To uncover the mechanisms underlying the apoptosis induced by domperidone, we examined the protein levels of dopamine receptor D series using immunoblot. Surprisingly, a 24 h incubation in the presence of domperidone resulted in the downregulation of dopamine receptors D2, D3 and D4, whereas the levels of DRD1 and DRD5 remained (Fig. 6A). Our findings appear to contradict the previous study with a zebrafish model, where DRD2 was upregulated by domperidone (Shontz et al., 2018), implying potential species- and tissue-specific differences. Indeed, the downregulation of G protein-coupled receptor by antagonists is not easily comprehended. Exposure to the antagonist of G protein-coupled receptor for a long period of time may induce the increase in the expression of G protein-coupled receptors as a compensation. In this study, the duration of exposure was relatively short, and our results do not align with previous studies. Nevertheless, the correlation between the induction of apoptosis and the downregulation of DRD2 can be easily understood considering the protective role of DRD2 in conditions such as myocardial ischemia (Li et al., 2014), and Parkinson’s disease model (Wu et al., 2018). In earlier studies, thioridazine, a DRD2 antagonist was shown to induce the cell death of cervical cancer SiHa cells (Mao et al., 2015). Thioridazine reportedly inhibits STAT3 to inhibit the self-renewal of breast cancer cells in a DRD2-dependent manner (Tegowski et al., 2018).

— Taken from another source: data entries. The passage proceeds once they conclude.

PR #1057, opened 2021-01-01
Use tox 4

astrojuanlu:
This should fix a handful of bugs and problems we have with the current (unmaintained) version of tox 🎉

### DIFF
--- a/.gitignore
+++ b/.gitignore
@@ -59,6 +59,7 @@ pip-delete-this-directory.txt
 # Unit test / coverage reports
 htmlcov/
 .tox/
+.tox4/
 .nox/
 .coverage
 .coverage.*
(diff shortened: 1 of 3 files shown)


astrojuanlu:
Looks like at least the basic commands are working!

astrojuanlu:
Two caveats:

- `docs` is marked as `SKIP` (what does that mean?)
- "factors" https://tox.readthedocs.io/en/latest/config.html#factors-and-factor-conditional-settings don't seem to work like before

astrojuanlu:
`docs` was being skipped because the interpreter was missing. Fixed! factors still seem not to work.

However, it looks like I can backport some of these improvements with the current version of tox and fix the ongoing issues. I'll try in a separate PR.

astrojuanlu:
Pending: https://github.com/tox-dev/tox/issues/1779

Also, this is not urgent anymore, because we've solved our CI problems in a different way. No rush for trying tox 4, will wait for the stable version to appear.

Issue #1036, opened 2020-10-16
Wheel test broken


astrojuanlu:
> Hmm `wheels_universal` failure unrelated, investigating. @epassaro what do you think?

Seems Azure (the OA template to be precise) is installing and running Python 3.9 but poliastro is set <3.9. See [this line](https://dev.azure.com/poliastro/poliastro/_build/results?buildId=549&view=logs&j=05361be5-3d16-5149-5133-60d95c410e79&t=14ba121e-1fd8-5056-ef2a-bfb13bd77529&l=9).

_Originally posted by @epassaro in https://github.com/poliastro/poliastro/pull/1034#issuecomment-710503295_

astrojuanlu:
In principle there is nothing making poliastro incompatible with Python 3.9... but we didn't test it yet, so I wanted to make sure. I am especially worried about numba support.

epassaro:
I don't know why OA template tries to install latest Python, maybe it's configurable (I don't remember).

saintaardvark:
Hey good poliastro folks -- just wanted to let you know that we've seen this issue in [Polaris as well](https://gitlab.com/librespacefoundation/polaris/polaris/-/issues/124), where we have poliastro as one of our upstream dependencies.  If there is anything we can do to help test poliastro on 3.9, please let me know -- I'd be more than happy to help!

astrojuanlu:
Hi @saintaardvark ! 

>  If there is anything we can do to help test poliastro on 3.9, please let me know

In principle, if you get Numba to install on Python 3.9, poliastro should work without problems. We were waiting for the project to provide manylinux wheels (that way we avoid having to compile llvmlite against LLVM), which should happen around mid-December as per https://github.com/numba/numba/issues/6345#issuecomment-721738251.

The other reason why we set poliastro to require Python 3.9 is... because people don't know how to use pip :) They will install Python 3.9, try `pip install poliastro`, see a huge red wall of text, and complain here. I've seen this in other projects, and unfortunately pip (or numba, or llvmlite, whatever) do not provide a nice error message saying " :sparkles: Howdy! You are trying to install a package that requires compiling some binary extensions, but apparently you don't have the necessary dependencies in your operative system, and this failed :sparkles: ".

I'm tracking 3.9 support here https://github.com/poliastro/poliastro/pull/1027 when this pull request passes, I will declare that poliastro is compatible with Python 3.9.

[...]

PR #1060, opened 2021-01-04
Fix CI

astrojuanlu:
With the lessons learned from gh-1057, we try to _finally_ fix the CI, once and for all.

Aims to fix gh-1036 as well.


astrojuanlu:
- sdist and wheels are not broken anymore 🎉 
- docs issue finally surfaced

Merging this, will fix the latter in another PR.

In conclusion, we demonstrated that domperidone downregulated the expression of cyclins and CDKs, activated the mitochondrial apoptotic pathway, increased the generation of mitochondrial superoxide, inhibited STAT3 signaling. These findings raise an intriguing possibility: targeting DRD2 with domperidone could potentially be an effective strategy for treating TNBC cells, and calls for further investigation.
This research was supported by Basic Science Research program through the National Research Foundation Korea Funded by the Ministry of Education, Science and Technology (NRF-2018R1D1A1A02050495 and NRF-2021R1A2C1014399).
The authors claim no conflicts of interest.